Re: King James Bible celebrated (News, Sept. 16)
Thank you for your article on the King James Version of the Bible. I would like to correct misconceptions about that bible.
The ringing phrases that were credited to the KJV – “blind leaders of the blind,” “woe is me” – were not in fact authored in 1611 by the men on the KJV committee. They were written by one man about 75 years earlier, a man who was publicly strangled and burned at a stake for translating the bible into English. His name was William Tyndale.
Tyndale gave us much that the KJV borrowed: “In the beginning God created heaven and earth,” “With God, all things are possible,” “In Him we live, and move, and have our being.”

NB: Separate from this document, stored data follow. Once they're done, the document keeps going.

PR #1823, opened 2026-05-05
Features: Return publishing notes for the Form and Versions API

sadiqkhoja:
Towards https://github.com/getodk/central/issues/1834

Added test, checked with frontend.

It is small and simple change to achieve the objective. I thought about introducing symbol/attribute in our `Frame` framework for `restrictedReadonly` field but that would have been a complicated change. We may consider that approach if there is proliferation of conditional fields in our APIs.

I added `publishingNotes` field for the `/forms/:xmlFormId` as well because we need to show notes for the "Published" Form page as well.

Is `publishingNotes` a right name for this field? We can call this just `notes`.

Once related frontend PRs are merged, QA team should test all Form and Form version functionality. 

Added.

### DIFF
--- a/docs/api.yaml
+++ b/docs/api.yaml
@@ -3361,7 +3361,7 @@ paths:
                 updatedAt: 2018-03-21T12:45:02.312Z
             application/json; extended:
               schema:
-                $ref: '#/components/schemas/ExtendedForm'
+                $ref: '#/components/schemas/ExtendedFormWithPublishNotes'
               example:
                 projectId: 1
                 xmlFormId: simple
@@ -3389,6 +3389,7 @@ paths:
                   deletedAt: 2018-04-18T23:42:11.406Z
                 entityRelated: false
                 publicLinks: 4
+                publishNotes: 'Fixed validation rules for required fields'
     delete:
       tags:
       - Individual Form
@@ -12618,6 +12619,11 @@ components:
               type: number
               example: 4
               description: The number of Public Links that can submit to the Form. This does not include Public Links that have been revoked.
+    ExtendedFormWithPublishNotes:
+      allOf:
+        - $ref: '#/components/schemas/ExtendedForm'
+        - type: object
+          properties:
             publishNotes:
               type: string
               example: Fixed validation rules for required fields
--- a/docs/api.yaml
+++ b/docs/api.yaml
@@ -44,7 +44,7 @@ info:
     ## ODK Central v2026.2
 
     **Changed**:
-    - The [Getting Form Details](/central-api-form-management/#getting-form-details), [Listing Published Form Versions](/central-api-form-management/#listing-published-form-versions) and [Getting Form Version Details](/central-api-form-management/#getting-form-version-details) endpoints now return a `publishingNotes` field (conditionally) in extended metadata. 
+    - The [Getting Form Details](/central-api-form-management/#getting-form-details), [Listing Published Form Versions](/central-api-form-management/#listing-published-form-versions) and [Getting Form Version Details](/central-api-form-management/#getting-form-version-details) endpoints now return a `publishNotes` field in extended metadata. 
 
     ## ODK Central v2026.1
 
@@ -4618,7 +4618,7 @@ paths:
                   type: user
                   updatedAt: 2018-04-18T23:42:11.406Z
                   deletedAt: 2018-04-18T23:42:11.406Z
-                publishingNotes: Fixed validation rules for required fields
+                publishNotes: Fixed validation rules for required fields
   /v1/projects/{projectId}/forms/{xmlFormId}/versions/{version}:
     get:
       tags:
@@ -12618,9 +12618,10 @@ components:
               type: number
               example: 4
               description: The number of Public Links that can submit to the Form. This does not include Public Links that have been revoked.
-            publishingNotes:
+            publishNotes:
               type: string
-              description: The notes provided when this version was published (via the `X-Action-Notes` header). Only returned to users with `form.update` permission.
+              example: Fixed validation rules for required fields
+              description: The notes provided when the current Form version was published (via the `X-Action-Notes` header). Only returned to users with `form.update` permission.
     ExtendedFormVersion:
       allOf:
         - $ref: '#/components/schemas/Form'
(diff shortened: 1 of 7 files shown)


docs/api.yaml
```diff
@@ -4654,6 +4660,9 @@ paths:
             application/json:
               schema:
                 $ref: '#/components/schemas/Form'
+            application/json; extended:
+              schema:
+                $ref: '#/components/schemas/ExtendedFormVersion'
```
sadiqkhoja, line 4666: `/version/:versionString` supports extended metadata but this was missing from our API docs.

matthew-white:
> Is `publishingNotes` a right name for this field? We can call this just `notes`.

I like `publishingNotes` more than `notes`. :+1: Seems more descriptive. I'm not sure the "ing" is really needed, maybe could be the shorter `publishNotes`, but either seems good to me.

docs/api.yaml
```diff
@@ -12609,6 +12618,9 @@ components:
               type: number
               example: 4
               description: The number of Public Links that can submit to the Form. This does not include Public Links that have been revoked.
+            publishingNotes:
+              type: string
+              description: The notes provided when this version was published (via the `X-Action-Notes` header). Only returned to users with `form.update` permission.
```
matthew-white: How about adding an example, I like the string from above:

```yaml
example: Fixed validation rules for required fields
```

matthew-white:
```suggestion
              description: The notes provided when the current Form version was published (via the `X-Action-Notes` header). Only returned to users with `form.update` permission.
```

docs/api.yaml
```diff
@@ -41,6 +41,11 @@ info:
 
     Here major and breaking changes to the API are listed by version.
 
+    ## ODK Central v2026.2
+
+    **Changed**:
+    - The [Getting Form Details](/central-api-form-management/#getting-form-details), [Listing Published Form Versions](/central-api-form-management/#listing-published-form-versions) and [Getting Form Version Details](/central-api-form-management/#getting-form-version-details) endpoints now return a `publishingNotes` field (conditionally) in extended metadata.
```
matthew-white: I would either remove "(conditionally)" (it's explained below) or explain here what the condition is (maybe in a follow-up sentence). I think the sentence is slightly unclear as-is.

lib/resources/forms.js
```diff
@@ -29,13 +29,26 @@ const excelMimeTypes = {
   xlsx: 'application/vnd.openxmlformats-officedocument.spreadsheetml.sheet'
 };
 
-const canReadForm = (auth, form) => {
+const _checkActorPermission = (authOrVerbs, requiredVerbs, form) => {
+  if (authOrVerbs instanceof Array) {
+    const requiredVerbsArray = typeof requiredVerbs === 'string' ? [requiredVerbs] : requiredVerbs;
```
matthew-white: Could we require `requiredVerbs` to be an array? Since it's only called from `canReadForm()`, I feel like that'd be reasonable. I think there's enough going on in `_checkActorPermission()` that it'd be nice to simplify that aspect of it and remove this line. I know it's just one line though. 😅

lib/resources/forms.js
```diff
@@ -29,13 +29,26 @@ const excelMimeTypes = {
   xlsx: 'application/vnd.openxmlformats-officedocument.spreadsheetml.sheet'
 };
 
-const canReadForm = (auth, form) => {
+const _checkActorPermission = (authOrVerbs, requiredVerbs, form) => {
```
matthew-white:
```suggestion
const _checkActorVerbs = (authOrVerbs, requiredVerbs, form) => {
```

Just thinking that we don't use the term "permission" very much in the codebase.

From his pen also came, “Behold, I stand at the door and knock. If any man hear my voice and open the door, I will come in unto him and will sup with him, and he with me.”
Tyndale was an able linguist who spoke eight languages. He lived on the continent, in exile from England, in poverty and hardship, pursued from city to city by religious authorities. The law made it illegal to assist him; his brother was apprehended for sending him food money. But working almost single-handedly by the light of oil lamps, Tyndale was able to translate the full New Testament and part of the Old before he was betrayed by a paid informant, imprisoned, and killed in 1536.
Then in 1537 a man named John Rogers, who was also burned at the stake, gathered Tyndale’s translations, added that of Miles Coverdale to complete the undone work, added commentaries, and published it all as the Matthew Bible. This scarcely known masterpiece is the real basis of our English version. It is estimated that 85 per cent of the KJV New Testament is straight Tyndale. It is Tyndale, therefore, who so greatly influenced the English language. Coverdale is also noted for his eloquent renderings of the Psalms.
Victoria is home to a project, newmatthewbible.org, that attempts to make the full Matthew Bible more easily understood and available to everyone.